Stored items
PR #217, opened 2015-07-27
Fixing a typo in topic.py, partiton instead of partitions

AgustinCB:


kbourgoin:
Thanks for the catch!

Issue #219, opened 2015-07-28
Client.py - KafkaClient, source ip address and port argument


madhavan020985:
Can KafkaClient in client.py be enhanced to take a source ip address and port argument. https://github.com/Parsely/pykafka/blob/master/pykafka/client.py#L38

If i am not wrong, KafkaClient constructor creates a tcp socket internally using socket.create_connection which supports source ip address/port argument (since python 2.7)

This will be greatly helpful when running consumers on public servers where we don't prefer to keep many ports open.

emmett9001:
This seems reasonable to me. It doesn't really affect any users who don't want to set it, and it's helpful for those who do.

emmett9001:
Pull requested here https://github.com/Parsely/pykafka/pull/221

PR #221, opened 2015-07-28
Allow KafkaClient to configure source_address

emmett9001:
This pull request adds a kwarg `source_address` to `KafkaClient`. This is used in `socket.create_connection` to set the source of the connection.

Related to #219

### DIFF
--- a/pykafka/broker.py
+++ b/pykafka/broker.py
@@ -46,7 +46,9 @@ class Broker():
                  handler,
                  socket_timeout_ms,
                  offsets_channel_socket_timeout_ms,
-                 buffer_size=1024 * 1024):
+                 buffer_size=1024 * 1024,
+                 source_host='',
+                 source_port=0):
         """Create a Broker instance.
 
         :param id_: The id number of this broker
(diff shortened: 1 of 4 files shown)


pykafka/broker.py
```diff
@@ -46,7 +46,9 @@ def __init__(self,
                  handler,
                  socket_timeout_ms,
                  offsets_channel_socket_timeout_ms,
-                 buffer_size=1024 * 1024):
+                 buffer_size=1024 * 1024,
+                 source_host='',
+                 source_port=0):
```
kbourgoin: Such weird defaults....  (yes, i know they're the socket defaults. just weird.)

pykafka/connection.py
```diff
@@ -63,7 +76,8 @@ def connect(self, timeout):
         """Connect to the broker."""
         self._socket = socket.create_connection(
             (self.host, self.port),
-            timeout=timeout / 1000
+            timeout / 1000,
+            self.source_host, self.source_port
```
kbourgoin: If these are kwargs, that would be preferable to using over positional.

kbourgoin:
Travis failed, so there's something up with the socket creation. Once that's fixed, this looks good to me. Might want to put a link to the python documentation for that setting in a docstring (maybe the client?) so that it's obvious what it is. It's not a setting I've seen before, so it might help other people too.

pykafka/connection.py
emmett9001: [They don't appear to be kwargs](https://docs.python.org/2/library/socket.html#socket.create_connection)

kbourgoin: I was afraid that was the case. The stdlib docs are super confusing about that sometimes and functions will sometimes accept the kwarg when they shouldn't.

HOW TO COMPLETE THIS TASK - Show me all lines in the records that contain "helpful".

RESULT FOR THIS TASK -
This will be greatly helpful when running consumers on public servers where we don't prefer to keep many ports open.
This seems reasonable to me. It doesn't really affect any users who don't want to set it, and it's helpful for those who do.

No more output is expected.